| ESQUELETO DO TÓRAX
O tórax é formado por ossos que, no seu
conjunto, constituem a caixa torácica. Para formar a caixa torácica
concorrem: posteriormente as vértebras torácicas ou dorsais; adiante um osso
ímpar, o esterno; enfim, entre o esterno e as vértebras, encontram-se as
costelas.

ESTERNO
É um osso
mediano, chato, que se parece de modo geral com uma adaga romana. Nele
distinguem-se três partes: uma superior, dita manúbrio; uma
intermediária, dita corpo; e uma inferior, pequena, chamada
apófise xifóide ou apêndice xifóide. O manúbrio forma com o resto
do osso um ângulo, dito ângulo de Luys) que se torna muito acentuado
e evidente quando o desenvolvimento do tórax é deficiente ou no caso de
pessoa de constituição delicada. Nos bordos do manúbrio e do corpo há as
incisuras nas quais se inserem a clavícula e as primeiras sete costelas. O
bordo superior apresenta uma fosseta, muito evidente nos indivíduos magros:
a fosseta jugular.

COSTELAS
As costelas são
em número de doze pares e ligam o esterno à coluna vertebral onde se inserem
nas vértebras dorsais (essas também em número de doze); têm uma forma curva,
com um arco, e a sua direção não é horizontal; partindo da vértebra torácica,
a costela se dirige para baixo. A sua extremidade anterior (esternal) é mais
baixa do que aquela posterior (vertebral). As articulações das costelas com
as vértebras torácicas são duas: há uma articulação com o corpo e outra com
a apófise transversa. A extremidade anterior das costelas se insere no
esterno com a interposição de um segmento cartilaginoso ou cartilagem
costal. Os primeiros sete pares de costelas se chamam costelas
verdadeiras; nelas, a cartilagem costal se insere diretamente no esterno.

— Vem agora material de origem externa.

PR #3384, opened 2020-08-12
<WIP>: Add support for large thread-local data

### LINKED ISSUE #1161: Thread Local Storage: Support unlimited thread-local data size

anakrish:
Calculate number of pages required for all TLS of the enclave image and
add them during enclave creation.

A oitava, a nona e a décima costela não terminam, diferentemente, no esterno,
mas no bordo inferior da costela que se acha acima. A undécima e a duodécima
costela não estão ligadas ao esterno, mas ficam livres e por isso são
chamadas costelas flutuantes.
Em todo o bordo inferior das costelas caminham os vasos e os nervos
intercostais. Entre uma costela e outra, isto é. nos espaços intercostais,
há músculos. A primeira costela tem uma forma particular.
Na verdade, enquanto as outras têm uma face externa e uma interna, a
primeira costela está achatada de alto para baixo e apresenta, portanto, uma
face superior e uma face inferior. Na face superior acha-se uma pequena
saliência, o tubérculo de Lisfranc, importante porque, perto dele,
passa a artéria subclávia. O tubérculo é, pois, ponto de orientação para
achar a subclávia, sendo útil quando há necesidade de ligar esta artéria.
Temos, assim, considerado os elementos que concorrem para formar a caixa
torácica. Observemos agora essa caixa torácica no seu conjunto.
Tem ela a forma de um tronco de cone, com a base menor voltada para cima. A
superfície externa da caixa torácica apresenta, posteriormente, uma
saliência que corre de alto a baixo e é devida à série das apófises
espinhosas vertebrais. Do lado correm duas goteiras vertebrais, nas
quais se contêm os músculos que servem para mover a coluna vertebral.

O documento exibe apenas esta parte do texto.